The European Commission wants to cut the Irish beef herd by 35%, a report obtained by the Irish Farmers Journal shows.

The report, which looks at greenhouse gas (GHG) emissions and what each European member state needs to address 2030 emissions targets and was carried out by the Comission's Joint Research Centre, says that as well as cutting the beef herd by a third, Ireland should also reduce its dairy herd by 5% to meet emissions targers, according to one set of projections.

The report states: “Within the livestock sector, the herd size of beef meat activities is most affected in all scenarios with mandatory targets for GHG reduction, because reductions of other activities, for example dairy cows, would entail higher economic losses per unit of emission savings.”

Should such a scenario be implemented, the move would see the Irish beef herd contract to levels last seen in the 1980s. The reduction of the Irish beef herd by such a size would lead to a 19% decrease in our beef production output.

A 5.5% reduction in the dairy herd would lead to a 5% reduction in our dairy output. At a time when we are growing our beef and dairy productions in line with Food Harvest 2020 and Agri Food 2025 strategies, it is difficult to see how Irish leaders will accept these projections.

“ICOS finds these projections immensely concerning, and they show how some aspects of European policy are in conflict,” Conor Mulvihill, European affairs director at ICOS, said.

“On the one hand, we have the Commission’s plans for the EU agri economy strive to meet the global food security challenge of feeding nine billion people. On the other, we have Commission environmental plans in which their own models envision wholescale reductions of the EU livestock herds,” Mulvihill added.

In October 2014, An Taoiseach Enda Kenny secured special concessions for Ireland on emissions targets due to our dependence on agriculture. There is now pressure on Irish officials to address European Commission concerns before the 2015 United Nations Climate Change Conference in Paris in December where legally binding climate targets will be set.

IFA president Eddie Downey said the report “highlights the need for the Irish Government to deliver on the outcomes agreed at the heads of states meeting in Brussels last year, which stated that agriculture must be treated differently when addressing the climate challenge”.

Downey added: “The multiple objectives of the agriculture and land use sector, with their lower mitigation potential, should be acknowledged, as well as the need to ensure coherence between the EU food security and climate change objectives.”

Failure to meet emissions targets would result in fines of millions of euro for Ireland. Mulvihill said Ireland has developed a coherent and workable environmental programme and the Commission report makes a “mockery” of the work carried out.

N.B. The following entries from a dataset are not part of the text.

Issue #7162, opened 2025-02-28
[FormLayout] Add Flow API for new autoResponsive mode


vursen:
Implement the following API to support the new autoResponsive mode:

- [ ] `setAutoResponsive(boolean)`
- [ ] `setColumnWidth(String)`
- [ ] `setLabelWidth(String)`
- [ ] `setMaxColumns(int)`
- [ ] `setExpandColumns(boolean)`
- [ ] `setExpandFields(boolean)`
- [ ] `setLabelPosition(LabelPosition)` (or `setLabelsAside(boolean)`?)

Add a new component `FormRow`, similar to `FormItem`.

PR #7173, opened 2025-03-06
feat(FormLayout): add `FormRow` class to `FormLayout`

DiegoCardoso:
## Description

Add a new `FormRow` class that maps to the `<vaadin-form-row>` web component introduced as part of the new `autoResponsive` mode. The class contains a few helper methods to add `FormItem` elements as child of the row.

Part of #7162

## Type of change

- [ ] Bugfix
- [X] Feature

### DIFF
--- a/vaadin-form-layout-flow-parent/vaadin-form-layout-flow/src/main/java/com/vaadin/flow/component/formlayout/FormLayout.java
+++ b/vaadin-form-layout-flow-parent/vaadin-form-layout-flow/src/main/java/com/vaadin/flow/component/formlayout/FormLayout.java
@@ -280,17 +280,13 @@ public class FormLayout extends Component
     }
 
     /**
-     * <p>
      * Server-side component for the {@code <vaadin-form-row>} element. Used to
      * arrange fields into rows inside a {@link FormLayout} when
      * {@code #setAutoResponsive(boolean)} is enabled.
-     * </p>
      * <p>
-     * Each {@code <vaadin-form-row>} always starts on a new row. Fields that
+     * Each {@link FormRow} always starts on a new row. Fields that
      * exceed the available columns wrap to a new row, which then remains
-     * reserved exclusively for the fields of that {@code <vaadin-form-row>}
-     * element. wrap components for display in a {@link FormLayout}.
-     * </p>
+     * reserved exclusively for the fields of that {@link FormRow}.
      *
      * @author Vaadin Ltd
      */
--- a/vaadin-form-layout-flow-parent/vaadin-form-layout-flow/src/main/java/com/vaadin/flow/component/formlayout/FormLayout.java
+++ b/vaadin-form-layout-flow-parent/vaadin-form-layout-flow/src/main/java/com/vaadin/flow/component/formlayout/FormLayout.java
@@ -282,11 +282,26 @@ public class FormLayout extends Component
     /**
      * Server-side component for the {@code <vaadin-form-row>} element. Used to
      * arrange fields into rows inside a {@link FormLayout} when
-     * {@code #setAutoResponsive(boolean)} is enabled.
+     * {@link FormLayout#setAutoResponsive(boolean) auto-responsive mode} is
+     * enabled.
      * <p>
-     * Each {@link FormRow} always starts on a new row. Fields that exceed the
-     * available columns wrap to a new row, which then remains reserved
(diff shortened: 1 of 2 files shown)


vaadin-form-layout-flow-parent/vaadin-form-layout-flow/src/main/java/com/vaadin/flow/component/formlayout/FormLayout.java
```diff
@@ -279,6 +279,64 @@ public void remove(Component... components) {
...
+     * </p>
+     *
+     * @author Vaadin Ltd
+     */
+    @Tag("vaadin-form-row")
+    @NpmPackage(value = "@vaadin/polymer-legacy-adapter", version = "24.7.0-beta1")
+    @JsModule("@vaadin/polymer-legacy-adapter/style-modules.js")
+    @NpmPackage(value = "@vaadin/form-layout", version = "24.7.0-beta1")
+    @JsModule("@vaadin/form-layout/src/vaadin-form-row.js")
+    public static class FormRow extends Component
```
knoobie, line 302: Food for thoughts: How about using `Composite` instead of `Component`? 

In the past.. people often used APIs that were never intended for a flow-component to be used (e.g. Tab(s) and add()) so instead of providing all possible methods from the Component class - how about using Composite so that you can publish only those methods you guys really wanna support on newly added "components"?

DiegoCardoso: That's a good question. I'll see if it makes sense for us in this case, though. `FormRow` is basically a wrapper component that we use to ensure that the first child element is "forced" into a new row. But there could be some API we do not intend to support, so it's worth checking.

vursen: While I agree with the point in general, I'm not sure if FormRow would benefit from this. Since it's mostly just a wrapper with no specific content requirements, as Diego mentioned, it seems natural for it to be a Component that can hold anything.

vaadin-form-layout-flow-parent/vaadin-form-layout-flow/src/main/java/com/vaadin/flow/component/formlayout/FormLayout.java
```diff
@@ -279,6 +279,86 @@ public void remove(Component... components) {
...
+     *
+     * TextArea addressField = new TextArea("Address");
+     * formLayout.setColspan(addressField, 2);
+     * formLayout.addFormRow(addressField);
+     * </pre>
+     *
+     * @author Vaadin Ltd
+     */
+    @Tag("vaadin-form-row")
+    @NpmPackage(value = "@vaadin/polymer-legacy-adapter", version = "24.7.0-beta1")
```
web-padawan, line 309: Should be updated to 24.8

vaadin-form-layout-flow-parent/vaadin-form-layout-flow/src/main/java/com/vaadin/flow/component/formlayout/FormLayout.java
```diff
@@ -279,6 +279,86 @@ public void remove(Component... components) {
...
+    @JsModule("@vaadin/polymer-legacy-adapter/style-modules.js")
+    @NpmPackage(value = "@vaadin/form-layout", version = "24.7.0-beta1")
+    @JsModule("@vaadin/form-layout/src/vaadin-form-row.js")
+    public static class FormRow extends Component
+            implements HasComponents, HasStyle {
```
web-padawan, line 314: nit: the Component already implements HasStyle since https://github.com/vaadin/flow/pull/15742.

web-padawan (commented):
Overall LGTM, let's update the `@NpmPackage` version.

vaadin-form-layout-flow-parent/vaadin-form-layout-flow/src/main/java/com/vaadin/flow/component/formlayout/FormLayout.java
vursen: Removed!

web-padawan (approved):

PR #7175, opened 2025-03-07
fix: use isEmpty in getEmptyValue to satisfy Binder

TatuLund:
Fixes https://github.com/vaadin/web-components/issues/8766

“Irish Agriculture is making great strides to embrace the environmental agenda, and we are constantly attempting to build the connection between sustainability and profitability, to foster support in the farming community,” Mulvihill said.

“But ill-founded targets like this make a mockery of those attempts. All we will see is production moving outside the EU, to areas of the world whose GHG output per kilogram of product produced are vastly inferior to what we are doing in Ireland, totally negating the policy, while decimating our agricultural economy,” he concluded.